Eigenvectors corresponding to different eigenvalues of a real symmetric matrix are orthogonal.
Theorem-2: Eigenvectors corresponding to different eigenvalues of a real symmetric matrix are orthogonal [1, 2].
Proof: Supposed that $x_1$ and $x_2$ is two eigenvectors of a real symmetric matrix, and corresponding different eigenvalues are $\lambda_1$ and $\lambda_2$, i.e., \(\begin{split} Ax_1=\lambda_1x_1\\ Ax_2=\lambda_2x_2\\ \end{split}\)
where
\[\lambda_1\ne\lambda_2\]then we have:
\[\textcolor{red}{x_2^TAx_1}=x_2^T\lambda_1x_1=\textcolor{red}{\lambda_1x_2^Tx_1}\label{eq1}\]due to that $x_2^Tx_1$ is a scalar, therefore $x_2^TAx_1$ is a scalar as well, so we have:
\[\textcolor{red}{x_2^TAx_1}=(x_2^TAx_1)^T=x_1^TA^Tx_2=x_1^TAx_2=x_1^T\lambda_2x_2=\lambda_2(x_1^Tx_2)=\textcolor{red}{\lambda_2x_2^Tx_1}\label{eq2}\]N.B., If $a$ is a scalar, $a^T=a$ always holds.

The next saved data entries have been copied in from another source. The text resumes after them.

PR #2836, opened 2021-09-26
Separate tortoise config

### LINKED ISSUE #2707: Separate tortoise config
Right now, tortoise config lives inside the main app config, and is assembled by the App before the verifying tortoise is instantiated:

https://github.com/spacemeshos/go-spacemesh/blob/2d87075870e3057958517f3b3544fa6138b9ea19/cmd/node/node.go#L624-L638

The tortoise should have its own config module. `TortoiseRerunInterval` should be switched from an int to time.Duration so that it can be specified as, e.g., "12h" in the config.

sudachen:
## Motivation
The tortoise should have its own config module

Closes #2707

## Changes
Tortoise config is separated to the own configuration module

## DevOps Notes
It may require to change configuration

### DIFF
--- a/cmd/node/node.go
+++ b/cmd/node/node.go
@@ -626,20 +626,14 @@ func (app *App) initServices(ctx context.Context,
 		return err
 	}
 	app.closers = append(app.closers, trtlStateDB)
-	trtlCfg := tortoise.Config{
-		LayerSize:       layerSize,
-		Database:        trtlStateDB,
-		MeshDatabase:    mdb,
-		ATXDB:           atxDB,
-		Clock:           clock,
-		Hdist:           app.Config.Hdist,
-		Zdist:           app.Config.Zdist,
-		ConfidenceParam: app.Config.ConfidenceParam,
-		WindowSize:      app.Config.WindowSize,
-		GlobalThreshold: app.Config.GlobalThreshold,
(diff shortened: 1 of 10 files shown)


cmd/node/node.go
```diff
@@ -626,20 +626,14 @@ func (app *App) initServices(ctx context.Context,
...
-		Clock:           clock,
-		Hdist:           app.Config.Hdist,
-		Zdist:           app.Config.Zdist,
-		ConfidenceParam: app.Config.ConfidenceParam,
-		WindowSize:      app.Config.WindowSize,
-		GlobalThreshold: app.Config.GlobalThreshold,
-		LocalThreshold:  app.Config.LocalThreshold,
-		Log:             app.addLogger(TrtlLogger, lg),
-		RerunInterval:   time.Minute * time.Duration(app.Config.TortoiseRerunInterval),
+	trtlCfg := tortoise.Configuration{
```
dshulyak, line 629: i think that having both Configuration and Config adds more technical debt. would be nicer if tortoise initializer was refactored to accept non-optional dependencies (atxdb, meshdb, etc) as parameters to function and keep only single Config for immutable parameters

dshulyak:
will be obsoleted by https://github.com/spacemeshos/go-spacemesh/pull/2959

According $\eqref{eq1}$ and $\eqref{eq2}$, we have:
\[\lambda_1x_2^Tx_1=\lambda_2x_2^Tx_1\]Cause $\lambda_1\ne\lambda_2$, so we have:
\[x_2^Tx_1=0\]that is $x_2$ and $x_1$ is orthogonal.
Q.E.D.
References
[1] 对称矩阵 特征向量正交 - 知乎.
[3] Some Properties of Eigenvalues and Eigenvectors - What a starry night~.
[4] Hermitian Matrix - What a starry night~.
[5] Orthogonally Diagonalizable Matrices.
[6] Fundamental theorem of algebra - Wikipedia.
[7] Fundamental Theorem of Algebra - What a starry night~.
[8] Determination of Solutions for Linear Equations - What a starry night~.